EEEG 202              DIGITAL LOGIC                      3 Credits

Objective: To introduce students to the fundamental concepts of digital logic
 
Syllabus:

Introduction to Digital Systems: Why digital?; Analogue versus digital

Number Systems and Codes: Binary, octal and hexadecimal number systems; Conversion from one number system to another; Representation of negative numbers by signed magnitude representation, radix-complement representation (2’s complement and 10’s complement), diminished radix-complement representation (1’s complement and 9’s complement); Addition and subtraction of negative numbers; Binary, hexadecimal and octal numbers; 1’s and 9’s complements, and 2’s and 10’s complements; Binary multiplication and division; Problem of overflow in arithmetic operation; Weighted and unweighted binary codes, excess-3 and Gray codes;  Error detecting codes (parity); Alphanumeric, ASCII and EBCDIC codes

Boolean Algebra and Logic Gates: Introduction; Postulates of Boolean algebra, associativity, inverse, closure, commutativity, and distributivity; Basic theorems and properties of Boolean algebra and duality; Boolean variables and constants, algebraic manipulation, maxterms, minterms and conversion between them; Two variable Boolean algebra and switching algebra; Digital logic gates; IC digital logic families; An introduction to TTL, ECL, MOS, CMOS, I2L.

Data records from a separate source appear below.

PR #18877, opened 2021-07-13
Fix matching analyzers from packages to TargetFramework

### LINKED ISSUE #18148: Conditional PackageReference version splitting analyzer presence fails
If a project references two different versions of the same package in two different TargetFrameworks, and the package has added or removed a Roslyn analyzer, the analyzer will be added from _both_ versions of the package, even the one where it's not present.

```xml

  <PropertyGroup>
    <TargetFrameworks>net6.0;net472</TargetFrameworks>
    <RootNamespace>two_systemtextjson</RootNamespace>
  </PropertyGroup>

  <ItemGroup>
    <PackageReference Include="System.Text.Json" Version="4.7.0" Condition=" '$(TargetFramework)' == 'net472' " />
    <PackageReference Include="System.Text.Json" Version="6.0.0-preview.4.21253.7" Condition=" '$(TargetFramework)' == 'net6.0' " />
  </ItemGroup>

</Project>
```

```sh-session
two-systemtextjson on master .NET v6.0.100-preview.5.21302.13 🎯 net6.0;net472 
❯ dotnet build  
Microsoft (R) Build Engine version 17.0.0-preview-21302-02+018bed83d for .NET

  Restored S:\work\two-systemtextjson\two-systemtextjson.csproj (in 135 ms).
  You are using a preview version of .NET. See: https://aka.ms/dotnet-core-preview
  You are using a preview version of .NET. See: https://aka.ms/dotnet-core-preview
CSC : error CS0006: Metadata file 'C:\Users\raines\.nuget\packages\system.text.json\4.7.0\analyzers\dotnet\cs\System.Text.Json.SourceGeneration.dll' could not be found [S:\work\two-systemtextjson\two-systemtextjson.csproj]
  two-systemtextjson -> S:\work\two-systemtextjson\bin\Debug\net6.0\two-systemtextjson.dll

Build FAILED.

CSC : error CS0006: Metadata file 'C:\Users\raines\.nuget\packages\system.text.json\4.7.0\analyzers\dotnet\cs\System.Text.Json.SourceGeneration.dll' could not be found [S:\work\two-systemtextjson\two-systemtextjson.csproj]
    0 Warning(s)
    1 Error(s)

Time Elapsed 00:00:01.20
```

Because 4.7.0 of that package didn't have an analyzer/source generator, the file isn't found in that package version. The reference is only there because it was found in the other version.

dsplaisted:
Fixes #18148

### DIFF
--- a/src/Tasks/Microsoft.NET.Build.Tasks/ResolvePackageAssets.cs
+++ b/src/Tasks/Microsoft.NET.Build.Tasks/ResolvePackageAssets.cs
@@ -14,6 +14,7 @@ using Microsoft.Build.Utilities;
 using NuGet.Common;
 using NuGet.Frameworks;
 using NuGet.ProjectModel;
+using NuGet.Versioning;
 
 namespace Microsoft.NET.Build.Tasks
 {
@@ -824,7 +825,7 @@ namespace Microsoft.NET.Build.Tasks
 
             private void WriteAnalyzers()
             {
-                Dictionary<string, LockFileTargetLibrary> targetLibraries = null;
+                Dictionary<(string, NuGetVersion), LockFileTargetLibrary> targetLibraries = null;
 
                 foreach (var library in _lockFile.Libraries)
                 {
@@ -842,12 +843,10 @@ namespace Microsoft.NET.Build.Tasks
 
                         if (targetLibraries == null)
                         {
-                            targetLibraries = _runtimeTarget
-                                .Libraries
-                                .ToDictionary(l => l.Name, StringComparer.OrdinalIgnoreCase);
+                            targetLibraries = _compileTimeTarget.Libraries.ToDictionary(l => (l.Name, l.Version));
                         }
 
-                        if (targetLibraries.TryGetValue(library.Name, out var targetLibrary))
+                        if (targetLibraries.TryGetValue((library.Name, library.Version), out var targetLibrary))
                         {
                             WriteItem(_packageResolver.ResolvePackageAssetPath(targetLibrary, file), targetLibrary);
                         }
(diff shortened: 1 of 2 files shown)


src/Tasks/Microsoft.NET.Build.Tasks/ResolvePackageAssets.cs
```diff
@@ -842,12 +843,10 @@ private void WriteAnalyzers()
 
                         if (targetLibraries == null)
                         {
-                            targetLibraries = _runtimeTarget
-                                .Libraries
-                                .ToDictionary(l => l.Name, StringComparer.OrdinalIgnoreCase);
```
rainersigwald, line 847: Is it a problem to lose the case-insensitivity?

rainersigwald (approved):

src/Tasks/Microsoft.NET.Build.Tasks/ResolvePackageAssets.cs
dsplaisted: I was wondering the same thing.  I think that it's probably safe to assume that package IDs use consistent casing in the assets file.  @nkolev92 @zkat Does that sound correct?

nkolev92: It really depends.
Some sections of the assets file represent user input and those honor the user casing, targets/libraries sections should be ok, but I don't think we have any code that assumes that.

So it really depends on what you are comparing.

dsplaisted: @nkolev92 In this case we're comparing `LockFileTargetLibrary` and `LockFileLibrary`.

nkolev92: I think it should be safe then. 

You can check that easily by testing with `newtonsoft.json` or `nuget.common`.

PR #18889, opened 2021-07-13
Adding OS and arch command line options

sfoslund:
Fixes first bullet of #18832

## Description
This change adds `--os` and `--arch` options to build, publish, run, and test commands. This is a shorthand syntax for the runtime identifier, where the provided values will be combined with the default RID. For example, on a win-x64 machine, specifying `--os os` will result in running with the RID set to `os-x64` and specifying `--arch arch` will result in `win-arch`. Full spec here: https://github.com/dotnet/designs/blob/d248ad68b41866eba17e80225a08518b8202ddf6/accepted/2021/architecture-targeting.md#enable-shorthand-rid-targeting-syntax
These changes are all additive and do not impact the existing CLI.

## Regression?
No

## Risk
Low, this is a new feature and won't effect existing CLI. 

## Verification
[X] Manual (required)
[x] Automated

### DIFF
--- a/src/Cli/dotnet/CommonOptions.cs
+++ b/src/Cli/dotnet/CommonOptions.cs
@@ -9,6 +9,7 @@ using Microsoft.DotNet.Tools.Common;
 using System.Collections.Generic;
 using System.Linq;
 using Microsoft.DotNet.Cli.Utils;
+using System.CommandLine.Parsing;
 
 namespace Microsoft.DotNet.Cli
 {
@@ -116,18 +117,33 @@ namespace Microsoft.DotNet.Cli
                 verbosity.Equals(VerbosityOptions.detailed);
         }
 
-        internal static IEnumerable<string> ResolveArchOptionToRuntimeIdentifier(string arg)
+        internal static IEnumerable<string> ResolveArchOptionToRuntimeIdentifier(string arg, ParseResult parseResult)
         {
-            var currentRid = GetCurrentRuntimeId();
-            var os = currentRid.Substring(0, currentRid.LastIndexOf("-"));
-            return new string[] { $"-property:RuntimeIdentifier={os}-{arg}", "-property:SelfContained=true" };
+            if (parseResult.BothArchAndOsOptionsSpecified())
+            {
+                return Array.Empty<string>();
+            }
+
+            return ResolveRidShorthandOptions(null, arg);
         }
 
-        internal static IEnumerable<string> ResolveOsOptionToRuntimeIdentifier(string arg)
+        internal static IEnumerable<string> ResolveOsOptionToRuntimeIdentifier(string arg, ParseResult parseResult)
+        {
+            if (parseResult.BothArchAndOsOptionsSpecified())
+            {
+                return ResolveRidShorthandOptions(arg, parseResult.ValueForOption<string>(CommonOptions.ArchitectureOption().Aliases.First()));
+            }
+
+            return ResolveRidShorthandOptions(arg, null);
+        }
+
+        private static IEnumerable<string> ResolveRidShorthandOptions(string os, string arch)
         {
             var currentRid = GetCurrentRuntimeId();
-            var arch = currentRid.Substring(currentRid.LastIndexOf("-") + 1, currentRid.Length - currentRid.LastIndexOf("-") - 1);
-            return new string[] { $"-property:RuntimeIdentifier={arg}-{arch}", "-property:SelfContained=true" };
+            os = string.IsNullOrEmpty(os) ? GetOsFromRid(currentRid) : os;
+            arch = string.IsNullOrEmpty(arch) ? GetArchFromRid(currentRid) : arch;
+            var properties = new string[] { $"-property:RuntimeIdentifier={os}-{arch}" };
+            return properties;
         }
 
         private static string GetCurrentRuntimeId()
@@ -147,6 +163,10 @@ namespace Microsoft.DotNet.Cli
             }
             return currentRuntimeIdentifiers[0]; // First rid is the most specific (ex win-x64)
         }
+
+        private static string GetOsFromRid(string rid) => rid.Substring(0, rid.LastIndexOf("-"));
+
+        private static string GetArchFromRid(string rid) => rid.Substring(rid.LastIndexOf("-") + 1, rid.Length - rid.LastIndexOf("-") - 1);
     }
 
     public enum VerbosityOptions
--- a/src/Cli/dotnet/CommonOptions.cs
+++ b/src/Cli/dotnet/CommonOptions.cs
@@ -6,6 +6,9 @@ using Microsoft.DotNet.Tools;
 using System.CommandLine;
 using System.IO;
 using Microsoft.DotNet.Tools.Common;
+using System.Collections.Generic;
+using System.Linq;
+using Microsoft.DotNet.Cli.Utils;
 
 namespace Microsoft.DotNet.Cli
 {
@@ -35,7 +38,7 @@ namespace Microsoft.DotNet.Cli
                 description)
             {
                 ArgumentHelpName = CommonLocalizableStrings.FrameworkArgumentName
-                    
+
             }.ForwardAsSingle(o => $"-property:TargetFramework={o}")
             .AddSuggestions(Suggest.TargetFrameworksFromProjectFile());
 
@@ -91,6 +94,18 @@ namespace Microsoft.DotNet.Cli
                 "--interactive",
                 CommonLocalizableStrings.CommandInteractiveOptionDescription);
 
+        public static Option ArchitectureOption(bool includeShortVersion = true) =>
+            new ForwardedOption<string>(
+                includeShortVersion ? new string[] { "--arch", "-a" } : new string[] { "--arch" },
+                CommonLocalizableStrings.ArchitectureOptionDescription)
+            .SetForwardingFunction(ResolveArchOptionToRuntimeIdentifier);
+
+        public static Option OperatingSystemOption() =>
+            new ForwardedOption<string>(
+                "--os",
+                CommonLocalizableStrings.OperatingSystemOptionDescription)
+            .SetForwardingFunction(ResolveOsOptionToRuntimeIdentifier);
+
         public static Option DebugOption() => new Option<bool>("--debug");
 
         public static bool VerbosityIsDetailedOrDiagnostic(this VerbosityOptions verbosity)
@@ -99,6 +114,38 @@ namespace Microsoft.DotNet.Cli
                 verbosity.Equals(VerbosityOptions.diagnostic) ||
                 verbosity.Equals(VerbosityOptions.d) ||
                 verbosity.Equals(VerbosityOptions.detailed);
+        }
+
+        internal static IEnumerable<string> ResolveArchOptionToRuntimeIdentifier(string arg)
+        {
+            var currentRid = GetCurrentRuntimeId();
+            var os = currentRid.Substring(0, currentRid.LastIndexOf("-"));
+            return new string[] { $"-property:RuntimeIdentifier={os}-{arg}", "-property:SelfContained=true" };
+        }
+
+        internal static IEnumerable<string> ResolveOsOptionToRuntimeIdentifier(string arg)
+        {
+            var currentRid = GetCurrentRuntimeId();
+            var arch = currentRid.Substring(currentRid.LastIndexOf("-") + 1, currentRid.Length - currentRid.LastIndexOf("-") - 1);
+            return new string[] { $"-property:RuntimeIdentifier={arg}-{arch}", "-property:SelfContained=true" };
+        }
+
+        private static string GetCurrentRuntimeId()
+        {
+            var dotnetRootPath = Path.GetDirectoryName(Environment.ProcessPath);
+            dotnetRootPath = dotnetRootPath.Contains("dotnet") ? dotnetRootPath : Path.Combine(dotnetRootPath, "dotnet");
+            var ridFileName = "NETCoreSdkRuntimeIdentifierChain.txt";
+            string runtimeIdentifierChainPath = string.IsNullOrEmpty(Product.Version) ?
+                Path.Combine(Directory.GetDirectories(Path.Combine(dotnetRootPath, "sdk"))[0], ridFileName) :
+                Path.Combine(dotnetRootPath, "sdk", Product.Version, ridFileName);
+            string[] currentRuntimeIdentifiers = File.Exists(runtimeIdentifierChainPath) ?
+                File.ReadAllLines(runtimeIdentifierChainPath).Where(l => !string.IsNullOrEmpty(l)).ToArray() :
+                new string[] { };
+            if (currentRuntimeIdentifiers == null || !currentRuntimeIdentifiers.Any() || !currentRuntimeIdentifiers[0].Contains("-"))
+            {
+                throw new GracefulException(CommonLocalizableStrings.CannotResolveRuntimeIdentifier);
+            }
+            return currentRuntimeIdentifiers[0]; // First rid is the most specific (ex win-x64)
         }
     }
 
--- a/src/Cli/dotnet/CommonOptions.cs
+++ b/src/Cli/dotnet/CommonOptions.cs
@@ -119,8 +119,14 @@ namespace Microsoft.DotNet.Cli
 
         internal static IEnumerable<string> ResolveArchOptionToRuntimeIdentifier(string arg, ParseResult parseResult)
         {
+            if (parseResult.HasOption(RuntimeOption(string.Empty).Aliases.First()))
+            {
+                throw new GracefulException(CommonLocalizableStrings.CannotSpecifyBothRuntimeAndArchOptions);
+            }
+
             if (parseResult.BothArchAndOsOptionsSpecified())
             {
+                // ResolveOsOptionToRuntimeIdentifier handles resolving the RID when both arch and os are specified
                 return Array.Empty<string>();
             }
 
@@ -129,6 +135,11 @@ namespace Microsoft.DotNet.Cli
 
         internal static IEnumerable<string> ResolveOsOptionToRuntimeIdentifier(string arg, ParseResult parseResult)
         {
+            if (parseResult.HasOption(RuntimeOption(string.Empty).Aliases.First()))
+            {
+                throw new GracefulException(CommonLocalizableStrings.CannotSpecifyBothRuntimeAndOsOptions);
+            }
+
             if (parseResult.BothArchAndOsOptionsSpecified())
             {
                 return ResolveRidShorthandOptions(arg, parseResult.ValueForOption<string>(CommonOptions.ArchitectureOption().Aliases.First()));
@@ -139,11 +150,16 @@ namespace Microsoft.DotNet.Cli
 
         private static IEnumerable<string> ResolveRidShorthandOptions(string os, string arch)
         {
+            var properties = new string[] { $"-property:RuntimeIdentifier={ResolveRidShorthandOptionsToRuntimeIdentifier(os, arch)}" };
+            return properties;
+        }
+
+        internal static string ResolveRidShorthandOptionsToRuntimeIdentifier(string os, string arch)
+        {
             var currentRid = GetCurrentRuntimeId();
             os = string.IsNullOrEmpty(os) ? GetOsFromRid(currentRid) : os;
             arch = string.IsNullOrEmpty(arch) ? GetArchFromRid(currentRid) : arch;
-            var properties = new string[] { $"-property:RuntimeIdentifier={os}-{arch}" };
-            return properties;
+            return $"{os}-{arch}";
         }
 
         private static string GetCurrentRuntimeId()
--- a/src/Cli/dotnet/CommonOptions.cs
+++ b/src/Cli/dotnet/CommonOptions.cs
@@ -165,7 +165,8 @@ namespace Microsoft.DotNet.Cli
         private static string GetCurrentRuntimeId()
         {
             var dotnetRootPath = Path.GetDirectoryName(Environment.ProcessPath);
-            dotnetRootPath = dotnetRootPath.Contains("dotnet") ? dotnetRootPath : Path.Combine(dotnetRootPath, "dotnet");
+            // When running under test the path does not always contain "dotnet" and Product.Version is empty.
+            dotnetRootPath = Path.GetFileName(dotnetRootPath).Contains("dotnet") ? dotnetRootPath : Path.Combine(dotnetRootPath, "dotnet");
             var ridFileName = "NETCoreSdkRuntimeIdentifierChain.txt";
             string runtimeIdentifierChainPath = string.IsNullOrEmpty(Product.Version) ?
                 Path.Combine(Directory.GetDirectories(Path.Combine(dotnetRootPath, "sdk"))[0], ridFileName) :
--- a/src/Cli/dotnet/commands/dotnet-run/RunCommandParser.cs
+++ b/src/Cli/dotnet/commands/dotnet-run/RunCommandParser.cs
@@ -47,6 +47,8 @@ namespace Microsoft.DotNet.Cli
             command.AddOption(InteractiveOption);
             command.AddOption(NoRestoreOption);
             command.AddOption(CommonOptions.VerbosityOption());
+            command.AddOption(CommonOptions.ArchitectureOption());
+            command.AddOption(CommonOptions.OperatingSystemOption());
             command.TreatUnmatchedTokensAsErrors = false;
 
             return command;
--- a/src/Cli/dotnet/commands/dotnet-test/TestCommandParser.cs
+++ b/src/Cli/dotnet/commands/dotnet-test/TestCommandParser.cs
@@ -138,6 +138,8 @@ namespace Microsoft.DotNet.Cli
             command.AddOption(NoRestoreOption);
             command.AddOption(CommonOptions.InteractiveMsBuildForwardOption());
             command.AddOption(CommonOptions.VerbosityOption());
+            command.AddOption(CommonOptions.ArchitectureOption(false));
+            command.AddOption(CommonOptions.OperatingSystemOption());
 
             return command;
         }
--- a/src/Cli/dotnet/commands/dotnet-tool/install/ToolInstallCommandParser.cs
+++ b/src/Cli/dotnet/commands/dotnet-tool/install/ToolInstallCommandParser.cs
@@ -55,6 +55,8 @@ namespace Microsoft.DotNet.Cli
             command.AddOption(ToolCommandRestorePassThroughOptions.NoCacheOption);
             command.AddOption(ToolCommandRestorePassThroughOptions.InteractiveRestoreOption);
             command.AddOption(VerbosityOption);
+            command.AddOption(CommonOptions.ArchitectureOption());
+            command.AddOption(CommonOptions.OperatingSystemOption());
 
             return command;
         }
--- a/src/Cli/dotnet/commands/dotnet-tool/install/ToolInstallCommandParser.cs
+++ b/src/Cli/dotnet/commands/dotnet-tool/install/ToolInstallCommandParser.cs
@@ -55,8 +55,6 @@ namespace Microsoft.DotNet.Cli
             command.AddOption(ToolCommandRestorePassThroughOptions.NoCacheOption);
             command.AddOption(ToolCommandRestorePassThroughOptions.InteractiveRestoreOption);
             command.AddOption(VerbosityOption);
-            command.AddOption(CommonOptions.ArchitectureOption());
-            command.AddOption(CommonOptions.OperatingSystemOption());
 
             return command;
         }
--- a/src/Tests/dotnet.Tests/dotnet-msbuild/GivenDotnetBuildInvocation.cs
+++ b/src/Tests/dotnet.Tests/dotnet-msbuild/GivenDotnetBuildInvocation.cs
@@ -100,7 +100,7 @@ namespace Microsoft.DotNet.Cli.MSBuild.Tests
                 var expectedArch = Environment.Is64BitOperatingSystem ? "x64" : "x86";
                 command.GetArgumentsToMSBuild()
                     .Should()
-                    .Be($"{ExpectedPrefix} -restore -consoleloggerparameters:Summary -property:RuntimeIdentifier=os-{expectedArch} -property:SelfContained=true");
+                    .Be($"{ExpectedPrefix} -restore -consoleloggerparameters:Summary -property:RuntimeIdentifier=os-{expectedArch}");
             });
         }
 
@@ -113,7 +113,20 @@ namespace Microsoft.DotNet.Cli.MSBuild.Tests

Simplification of Boolean Functions: Map method: 2,3, and 4 variable maps; Product of sums simplification; Implementation of digital functions using universal gates (NAND and NOR); Don’t care conditions; The tabulation method – detection and selection of prime implicants

Combinational Logic: Introduction; Active level designation for logic gate pins; Useful digital circuits implemented through combinational logic – half and full adders, half and full subtractors, BCD to excess 3 code converter, binary parallel adder, look ahead carry generator, BCD adders, magnitude comparator, decoders, encoders and priority encoders, multiplexers and demultiplexers; Combinational circuit analysis procedures and combination circuit realisation using universal gates; Block diagram transformation of combinational logic circuits implemented by one type of gate to another;  Use of multiplexers and decoders for combinational logic design;  Introduction to ROM and PLA and their use in combination logic circuits.

Sequential Logic circuits: Introduction; Distinction between combinational and sequential circuits; Bistables, master-slave and edge triggered; Design of clocked bistables; Conversion from one type to another; Analysis of sequential circuit using state diagrams; Bistable excitation tables; Design of sequential circuit using state reduction method (e.g. single mode counter, modulo-n counter)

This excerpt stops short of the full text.